Return copies of the lines below that mention "vcpkg".

################

PR #14, opened 2020-01-31
Replace ant build with cmake

stephen-webb:


jvz:
I ❤️ PRs that have huge negative line counts like this! I'm not super familiar with the tooling in use, though I'll try this out over the weekend.

pom.xml
```diff
@@ -65,7 +65,7 @@
 		<connection>scm:git:http://gitbox.apache.org/repos/asf/logging-log4cxx.git</connection>
 		<developerConnection>scm:git:https://gitbox.apache.org/repos/asf/logging-log4cxx.git</developerConnection>
 		<url>https://gitbox.apache.org/repos/asf?p=logging-log4cxx.git</url>
-		<tag>HEAD</tag>
+		<tag>v0.11.0-RC1</tag>
```
jvz: This should be left as `HEAD` as the `mvn release:*` commands will handle setting the value for the appropriate tag commit.

jvz: Unless this PR has a staged release candidate it seems?

src/site/apt/building/cmake.apt
```diff
@@ -0,0 +1,75 @@
...
+
+  Make sure cmake 3.13+, g++ and make are available, install or
+  build apr 1.x, apr-util 1.x, gzip and zip.
+
++------------+
+$ apt-get install build-essential libapr1-dev libaprutil1-dev gzip zip
+$ cd apache-log4cxx-x.x.x
+$ mkdir build 
+$ cd build
+$ ccmake ..
```
jvz: Missing `cmake ..` step? I'm not very familiar with the tool, but `ccmake` seems to be the GUI to configure some options?

src/site/apt/building/cmake.apt
```diff
@@ -0,0 +1,75 @@
...
+| -DLOG4CXX_UNICHAR=yes  | Enable UniChar API methods, choice of yes, no (default).                                    |
+*------------------------+---------------------------------------------------------------------------------------------+
+| -DLOG4CXX_CFSTRING=yes | Enable CFString API methods, requires Mac OS/X CoreFoundation, choice of yes, no (default). |
+*------------------------+---------------------------------------------------------------------------------------------+
+
+* Platform specific notes:
+
+** Mac OS/X:
+
+  APR and APR-Util are provided by the platform in Mac OS/X 10.5 and iODBC in 10.4.
```
jvz: This might be obvious to you, but `cmake` does not come with macOS by default. It might help users to add the cmake dependencies explicit in the install commands given here for various operating systems.

CMakeLists.txt
```diff
@@ -0,0 +1,52 @@
+cmake_minimum_required(VERSION 3.13)
```
rm5248: Is it possible to have a lower version of cmake?  What I generally do is to target the version of CMake that is in the oldstable version of Debian(as of right now, Debian 9(stretch) has cmake 3.7).  This is not a requirement.

CMakeLists.txt
```diff
@@ -0,0 +1,52 @@
...
+find_package(APR QUIET)
+# If APR find module sets the cache, the following will do nothing
+find_path(APR_INCLUDE_DIR apr.h PATH_SUFFIXES apr-1)
+find_library(APR_LIBRARIES NAMES libapr-1 apr-1)
+
+# Find Apache Runtime Utilities
+find_package(APR-Util QUIET)
+# If APR-UTIL find module sets the cache, the following will do nothing
+find_path(APR_UTIL_INCLUDE_DIR apu.h PATH_SUFFIXES apr-1)
+find_library(APR_UTIL_LIBRARIES NAMES libaprutil-1 aprutil-1)
```
rm5248: Shouldn't this use FindPkgConfig and pkg_check_modules on Unix systems instead of find_package?

CMakeLists.txt
```diff
@@ -0,0 +1,52 @@
...
+  DESTINATION ${CMAKE_INSTALL_INCLUDEDIR}
+  FILES_MATCHING PATTERN "*.h"
+)
+
+install(TARGETS log4cxx EXPORT log4cxxTargets
+  RUNTIME DESTINATION ${CMAKE_INSTALL_BINDIR} 
+  ARCHIVE DESTINATION ${CMAKE_INSTALL_LIBDIR}
+  LIBRARY DESTINATION ${CMAKE_INSTALL_LIBDIR}
+  INCLUDES DESTINATION ${CMAKE_INSTALL_INCLUDEDIR}
+)
```
rm5248: Similar to the above, on Linux at least GNUInstallDirs should be used instead, as that will take care of the multiarch specification on Debian-based systems.

CMakeLists.txt
stephen-webb: DO APR and APR-UTIL provide support pkg-config?

CMakeLists.txt
stephen-webb: I think I may have used some cmake that requires 3.13. It was 6 months ago so I cannot recall exact details.

I have been trying to follow best practices in Professional CMake (4th Edition)

CMakeLists.txt
rm5248: As far as I'm aware they do; I just tried this on Debian 10(buster), and it works properly though.  I'm not sure what is best.  Maybe this is better as a fallback if pkg_check_modules fails?

src/main/include/CMakeLists.txt
```diff
@@ -0,0 +1,101 @@
...
+  set(CHARSET_UTF8 1)
+endif()
+
+option(LOG4CXX_HAS_STD_LOCALE "Is the standard locale header available?" OFF)
+option(LOG4CXX_HAS_ODBC "Build with ODBC appender?" OFF)
+option(LOG4CXX_HAS_MBSRTOWCS "Default character encoder converts multi-byte string to LogString using mbstowcs()?" OFF)
+option(LOG4CXX_HAS_WCSTOMBS "Default wide character encoder converts using wcstombs()?" OFF)
+option(LOG4CXX_HAS_FWIDE "Is the fwide(fd) function available?" OFF)
+option(LOG4CXX_HAS_LIBESMTP "Use libESMTP in SMTPAppender?" OFF)
+option(LOG4CXX_HAS_SYSLOG "Is the syslog function available?" OFF)
```
rm5248: These should be checked automatically - see: https://github.com/rm5248/logging-log4cxx/blob/a3fd5a53aefb297dd4526acd156e11335e484c37/CMakeLists.txt#L94

rm5248:
Also: this doesn't install a pkgconfig file at all; that would be needed for other non-cmake buildsystems to work with.

pom.xml
stephen-webb: What is a staged release candidate?

CMakeLists.txt
stephen-webb: The best practices from Professional CMake book include the statement:
"Use of the FindPkgConfig module should be reserved only for those situations where find_package()
is not suitable."

I am inclined to stick with find_package if that is OK.

stephen-webb:
@rm5248 Can you tell me what I would need to change to install a pkgconfig file?

rm5248:
@stephen-webb You can configure the [.pc.in file](https://github.com/rm5248/logging-log4cxx/blob/a3fd5a53aefb297dd4526acd156e11335e484c37/CMakeLists.txt#L203).  [This is the pc.in file that I configured.](https://github.com/rm5248/logging-log4cxx/blob/a3fd5a53aefb297dd4526acd156e11335e484c37/liblog4cxx.pc.in)

src/site/apt/building/cmake.apt
stephen-webb: Could you tell what to add as I do not have macOS

src/site/apt/building/cmake.apt
stephen-webb: Do you think I should duplicate the Windows instructions for building from source into a unix/macOS section (just need to change \ to / actually)?

src/site/apt/building/cmake.apt
jvz: The most common installer is via `brew install cmake` using [homebrew](https://brew.sh/) or it can always be downloaded from [their binaries page](https://cmake.org/download/).

src/site/apt/building/cmake.apt
jvz: If there's any differences in the commands, go ahead.

stephen-webb: Unfortunately, the Windows technique will not work on unix/macOS as APR and APR-Util CMakeLists.txt file are Windows-only implementations.

stephen-webb:
Hi All,

I have done everything I can think of prepare
https://github.com/apache/logging-log4cxx/pull/14 for inclusion in the
repository.

Please review.

ams-tschoening:
So let's close #12 and really focus on this one, replacing things in favour of CMAKE instead of adding it? I don't use the ANT-build myself anyway, so would focus on that site generation etc. still works. It's just that things might break for other users.

src/test/cpp/net/socketserverstarter.cpp
```diff
@@ -0,0 +1,108 @@
...
+          LOGUNIT_ASSERT(stat == APR_SUCCESS);
+          // convert the space separated cmd string to the argument list
+          //
+          char** args = (char**)apr_palloc(pool, 15 * sizeof(*args));
+          char* pcmd = apr_pstrdup(pool, cmd);
+          int i = 0;
+          for (; i < 14 && pcmd && *pcmd; ++i)
+          {
+              args[i] = pcmd;
+              if (NULL != (pcmd = strchr(pcmd, ' ')))
```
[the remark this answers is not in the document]
ams-tschoening: `;` is difficult on Windows, because it's used as divider for the Java-classpath already, while `:` is difficult on non-Windows, because that is used as divider for Java-classpaths. Might be best to not embed the classpath into the command at all and use [CLASSPATH](https://docs.oracle.com/javase/7/docs/technotes/tools/windows/classpath.html) environment variable instead?

src/test/cpp/net/socketservertestcase.cpp
```diff
@@ -478,4 +477,4 @@ LOGUNIT_CLASS(SocketServerTestCase)
 const File SocketServerTestCase::TEMP("output/temp");
 const File SocketServerTestCase::FILTERED("output/filtered");
 
-LOGUNIT_TEST_SUITE_REGISTRATION_DISABLED(SocketServerTestCase)
+LOGUNIT_TEST_SUITE_REGISTRATION(SocketServerTestCase)
```
ams-tschoening: Should this test really be enabled? While your CMAKE-build might handle things automatically, it might be more difficult for users without CMAKE. Took me a while to figure things out based on this commit myself and the test still fails currently...

	set PATH=C:\Program Files\Java\jdk-8\bin;C:\Program Files (x86)\UnxUtils\usr\local\wbin;%PATH%
	set TEST_PROJ=%cd%
	set LOG4CXX_VER_BASE=..\..\..\..
	set TEST_SRC=%LOG4CXX_VER_BASE%\src\src\test
	set TEST_RES=%TEST_SRC%\resources

	set TOTO=wonderful
	set key1=value
	set key2=value2

	set log4j_CLASSPATH=%LOG4CXX_VER_BASE%\..\..\..\..\Java\log4j-1.2.17.jar
	set SOCKET_SERVER_SOURCES=%TEST_SRC%\java\org\apache\log4j\net\ShortSocketServer.java
	set SOCKET_SERVER_CLASSPATH=%TEST_RES%;%log4j_CLASSPATH%
	set CLASSPATH=%SOCKET_SERVER_CLASSPATH%
	set SOCKET_SERVER_COMMAND=C:\Program Files\Java\jdk-8\bin\java.exe;org.apache.log4j.net.ShortSocketServer;8;input/socketServer

	pushd "%TEST_RES%"
	javac -d "." -classpath "%log4j_CLASSPATH%" "%SOCKET_SERVER_SOURCES%"
	"%TEST_PROJ%\Win32\Debug\out\%~n0.exe" %*
	popd

	goto :EOF

ams-tschoening:
@stephen-webb Does `socketservertestcase` succeed for your? I get the following error messages for two tests which use the `%C` format flag in their configs:

    |Files [output/filtered] and [witness/socketServer.2] differ on line 1
    One reads:  [TRACE T2 [main] ? (socketservertestcase.cpp:XXX) Message 1].
    Other reads:[TRACE T2 [main] SocketServerTestCase (socketservertestcase.cpp:XXX) Message 1].
    --------------------------------
    Contents of output/filtered:
    1   : TRACE T2 [main] ? (socketservertestcase.cpp:XXX) Message 1
    [...]
    --------------------------------
    Contents of witness/socketServer.2:
    1   : TRACE T2 [main] SocketServerTestCase (socketservertestcase.cpp:XXX) Message 1

I have no idea where that `?` comes from...

src/site/apt/building/cmake.apt
```diff
@@ -0,0 +1,104 @@
...
+$ cd apache-log4cxx-x.x.x
+$ mkdir build 
+$ cd build
+$ ccmake ..
+$ make
+$ sudo make install
++------------+
+
+* ccmake options
+*------------------------+---------------------------------------------------------------------------------------------+
```
ams-tschoening: A newline is necessary BEFORE the table or it doesn't render properly and is instead interpreted as additional text for the headline `ccmake options` .

Clipboard02

src/site/apt/building/vcpkg.apt
```diff
@@ -0,0 +1,41 @@
...
+   Then, to hook up user-wide integration, run (note: requires admin on first use)
+
+   PS> .\vcpkg integrate install
+   Linux:~/$ ./vcpkg integrate install
++----+
+
+*Building log4cxx.dll
+
+   PS> .\vcpkg install log4cxx
+   Linux:~/$ ./vcpkg install log4cxx
```
ams-tschoening: These two lines don't seem to render as expected:

Clipboard02

I suggest simply using `+----+` like above?

ams-tschoening:
https://github.com/apache/logging-log4cxx/tree/ghpr_14_replace-ant-build-with-cmake

src/test/cpp/net/socketservertestcase.cpp
stephen-webb: Disabling a testcase is needed when building multiple tests into a single executable. To run a disabled test case you then need to add it as a parameter.
The socketservertestcase excutable has only one test case so I do not think it is appropriate to disable it.

src/test/cpp/net/socketserverstarter.cpp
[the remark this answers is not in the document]
stephen-webb: To avoid issues with ';' processing, I have added the capability to load the command parameters from a file (one per line) into socketserverstarter. 
I now use this technique when running the socketservertestcase from ctest.
I have left the SOCKET_SERVER_COMMAND as space separated with simple support for quoted arguments

src/site/apt/building/cmake.apt
stephen-webb: The socketservertestcase fails on Windows for me too. I have not investigated the cause.
It also (sometimes) fails on Linux (Ubuntu) when run from Maven. It always seem to succeed on Linux when I run ctest from the command prompt.

src/test/java/CMakeLists.txt
```diff
@@ -0,0 +1,18 @@
...
+)
+FetchContent_GetProperties(log4j)
+if(NOT log4j_POPULATED)
+  FetchContent_Populate(log4j)
+endif()
+set(log4j_CLASSPATH "${log4j_SOURCE_DIR}/log4j-1.2.17.jar" )
+set(SOCKET_SERVER_SOURCES org/apache/log4j/net/ShortSocketServer.java)
+add_custom_target(test-classes
+  COMMAND ${Java_JAVAC_EXECUTABLE} -d ${CMAKE_CURRENT_BINARY_DIR}
+          --class-path "${log4j_CLASSPATH}" ${SOCKET_SERVER_SOURCES}
```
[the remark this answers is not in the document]
stephen-webb: I have changed it to -classpath

src/test/cpp/net/socketserverstarter.cpp
```diff
@@ -0,0 +1,108 @@
...
+#ifdef SHELL_CMD_TYPE_WORKS
+          stat = apr_procattr_cmdtype_set(attr, APR_SHELLCMD);
+          LOGUNIT_ASSERT(stat == APR_SUCCESS);
+          stat = apr_proc_create(&server_pid, cmd, NULL, NULL, attr, pool);
+#else
+          stat = apr_procattr_cmdtype_set(attr, APR_PROGRAM);
+          LOGUNIT_ASSERT(stat == APR_SUCCESS);
+          // convert the space separated cmd string to the argument list
+          //
+          char** args = (char**)apr_palloc(pool, 15 * sizeof(*args));
```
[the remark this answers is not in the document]
stephen-webb: I nave replaced the number with a named constant

src/site/apt/building/cmake.apt
stephen-webb: Six test cases (including socketservertestcase) require the 'sed' program to pass.

I have now excluded those when the 'sed' program is not available.

src/test/cpp/net/socketservertestcase.cpp
ams-tschoening: The point is not about different executables, but that this one test case only requires additional Java and is difficult to setup. It has been disabled in the past for a long time already:

https://github.com/apache/logging-log4cxx/commit/b279aa7922fe8cbdc3ab2da524e1d6a9ed3913bb#diff-78b9ec5d590a88f742877f2f096c52a9R51

src/test/cpp/net/socketserverstarter.cpp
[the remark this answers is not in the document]
ams-tschoening: `SOCKET_SERVER_COMMAND` now works for me using the following line:

    set SOCKET_SERVER_COMMAND="C:\Program Files\Java\jdk-8\bin\java.exe" -classpath "%SOCKET_SERVER_CLASSPATH%" org.apache.log4j.net.ShortSocketServer 8 input/socketServer

ams-tschoening:
> I have no idea where that `?` comes from...

I think the log settings and witnesses were simply wrong, because the test has been disabled so long. `%C` gets the issuing class of a log statement, which might not be possible at all if a message is sent over network. `%c` works perfectly instead, maybe `%C` had a different fallback than `?` in the past? the following commit describes the changes after which all tests succeed for me:

https://github.com/apache/logging-log4cxx/commit/0baf6074cbfcf40026b4e41d25734944cb58df7c

I've additionally applied reformatting to the code, because non-tests have been reformatted in the past already and the tests were pretty inconsistent with indentation and stuff. Things look good to merge for me now. I won't have the time to test the CMAKE-stuff myself, but problems can be solved in master in future as well.

src/test/cpp/net/socketserverstarter.cpp
```diff
@@ -0,0 +1,108 @@
...
+   }
+   
+   void startServer()
+   {
+     helpers::Pool p;
+     apr_pool_t* pool = p.getAPRPool();
+     char* cmd = NULL;
+     apr_status_t stat = apr_env_get(&cmd, "SOCKET_SERVER_COMMAND", pool);
+
+     if (cmd && *cmd)
```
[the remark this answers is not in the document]
ams-tschoening: Changed things myself: https://github.com/apache/logging-log4cxx/commit/e8fe4890beee121adbd1a78969f792af4b0ad747

ams-tschoening:
Using `com.googlecode.cmake-maven-project` with OpenJDK 8 fails, because they [require JDK 11](https://github.com/cmake-maven-project/cmake-maven-project/commit/715e2c8775a3bc63dbca55911e5701444d0c0970) for around a year now. [Version 3.7.2](https://github.com/cmake-maven-project/cmake-maven-project/blob/release-3.7.2-b1/.travis.yml) seems to be the last building with JDK 8.

Targetting older versions of CMAKE has been [asked before](https://github.com/apache/logging-log4cxx/pull/14/files/af0134afaf2cd8d85d60aca3bae4b627d57b8c48#r373735482) as well and 3.7 was the preferred target then as well.

So, is it really necessary to use these current versions instead of older ones? Are the Maven plugin and the version of CMAKE bound at each other? Simply downgrading the MVN-plugin doesn't work:

    [ERROR] Failed to execute goal com.googlecode.cmake-maven-project:cmake-maven-plugin:3.7.2-b1:generate (cmake-generate) on project apache-log4cxx: The parameters 'generator' for goal com.googlecode.cmake-maven-project:cmake-maven-plugin:3.7.2-b1:generate are missing or invalid -> [Help 1]

https://github.com/cmake-maven-project/cmake-maven-project/blame/release-3.7.2-b1/README.md#L30

stephen-webb:
The previous version of cmake.maven.plugin did not work on Windows.
The maintainer is active so may be receptive if you raise an issue.

ams-tschoening:
I'm trying to test CMAKE and MVN on Sunday myself, just out of interest to see what happens, but nevertheless, as long as nobody objects, going to merge `ghpr_14_replace-ant-build-with-cmake` anyway. That contains this PR entirely, but some additional code style fixes as well.

So until Sunday, people should base their work on `ghpr_14_replace-ant-build-with-cmake`, like #16 was, and afterwards things simply need to be fixed as necessary in `master`.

################

▸ **Answer area**
src/site/apt/building/vcpkg.apt
+   PS> .\vcpkg integrate install
+   Linux:~/$ ./vcpkg integrate install
+   PS> .\vcpkg install log4cxx
+   Linux:~/$ ./vcpkg install log4cxx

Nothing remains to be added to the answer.